Can The Night Manager be as good as a small-screen James Bond?
The Night Manager is one of the many adaptions based on the work of the bestselling espionage novelist, John le Carré. The Night Manager, the book, was published in 1993 and was brought to TV by BBC and AMC as a mini-series comprising of six episodes.
Jonathan Pine, a former British soldier, currently working as a night manager of a hotel in Egypt, is hired by intelligence agents for an exciting yet dangerous mission. He has to navigate an alliance between the intelligence community within Whitehall and Washington DC, and also infiltrate the inner circle of an international arms dealer, comprising of Richard Onslow Roper (Hugh Laurie), Jed, his girlfriend (Elizabeth Debicki) and Corkoran, his ad associate (Tom Hollander).
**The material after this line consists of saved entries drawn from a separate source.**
Issue #9754, opened 2023-01-17
Can't Add  Atlas Service


bigdata-spec:
Hi，
    I want to add **Atlas Service** 
    We have atlas Server and I can login **http://10.1x.x.x:21021 by admin/admin**
    when I test connect  
![image](https://user-images.githubusercontent.com/23710717/212795186-0e131187-a792-4437-80de-5540a136d5d0.png)
    Can you help me? Thank you very much.

harshach:
@bigdata-spec did you added "http://" infront of hostandport?

bigdata-spec:
> @bigdata-spec did you added "http://" infront of hostandport?

@harshach Thank you very much, **Apache Atlas work well**
![image](https://user-images.githubusercontent.com/23710717/212795599-4f6b9da2-cc04-4db6-ad9d-e8296738054a.png)

when I don't added "http://"
![image](https://user-images.githubusercontent.com/23710717/212795823-e0d536bf-1e35-4b90-aa4d-6f3ba4882fb0.png)

when I  added "http://"
![image](https://user-images.githubusercontent.com/23710717/212795912-2a278ab7-d05f-49be-ba51-7de557e491a4.png)

harshach:
@NiharDoshi99 please add clear description to the configs with an example.
cc @pmbrull

bigdata-spec:
@harshach @NiharDoshi99 Thank you very much, But I still can't run **test atlas  connection**,
I follower steps:
1.pip3 install --upgrade "openmetadata-ingestion[docker]"
2.metadata docker --start

![image](https://user-images.githubusercontent.com/23710717/215250043-9be40aa3-96bc-43ea-ac32-5a9f31ac4123.png)

harshach:
@bigdata-spec are you using 0.13.2 beta release?

bigdata-spec:
> @bigdata-spec are you using 0.13.2 beta release?

@harshach Hi,I just try **quick-start**  [](https://docs.open-metadata.org/quick-start/local-deployment)
![image](https://user-images.githubusercontent.com/23710717/215299088-5ec50484-61cf-4af9-ba70-6067fb8d6229.png)

PR #9791, opened 2023-01-18
Fix: atlas test connection

NiharDoshi99:
### Describe your changes :

I worked on fixing test connection for atlas 
Fix : #9754 

#
### Type of change :

- [x] Bug fix
- [ ] Improvement
- [ ] New feature
- [ ] Documentation


ingestion/src/metadata/ingestion/source/metadata/atlas/client.py
```diff
@@ -42,7 +42,9 @@ def __init__(self, config: AtlasConnection, raw_data: bool = False):
         self._use_raw_data = raw_data
 
     def list_entities(self, entity_type="Table") -> List[str]:
-        response = self.client.get(f"/atlas/entities?type={entity_type}")
+        response = self.client.get(
+            f"/atlas/entities?type={self.config.entity_type if self.config.entity_type else entity_type}"
```
OnkarVO7, line 46: @NiharDoshi99 will this condition be always true since the `entity_type` is a required field?

NiharDoshi99: Oh yes , let me remove this if condition 👍

OnkarVO7 (approved):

The director was wise to adopt this as a mini-series and not a movie, because the result would have been disastrous had he attempted the latter. Each episode of this show is fast paced and nail biting. I must say, I was mildly surprised when I heard that Hugh Laurie, who usually plays the good guy, was playing the villain. Being the maestro that he is, he manages to nail the role and it’s hard to imagine anyone else portraying this conniving bad guy.
Tom Hiddleston’s portrayal of Jonathan Pine is top notch and his scenes with Hugh Laurie are a treat for the viewers. Hiddleston comes across as the small screen’s James Bond. The supporting cast has done a commendable job as well. Elizabeth Debicki perfectly fits the troubled girlfriends’ role, while Tom Hollander makes viewers hate Corkoran with all their heart.
The sleek guns and bubbling champagne coupled with the mesmerising background music make the opening credits a visual treat. The show’s £30 million budget allowed the filming to take place in countries such as Spain, Devon, Morocco and Switzerland, making it an exotic adventure, adding to its allure.
The world of elite criminals, intelligence officers, conspiracies, betrayal and revenge is showcased in this brilliantly written TV show. I guarantee these six episodes will leave you wanting more. I have my fingers crossed in anticipation of season two being as great as this one.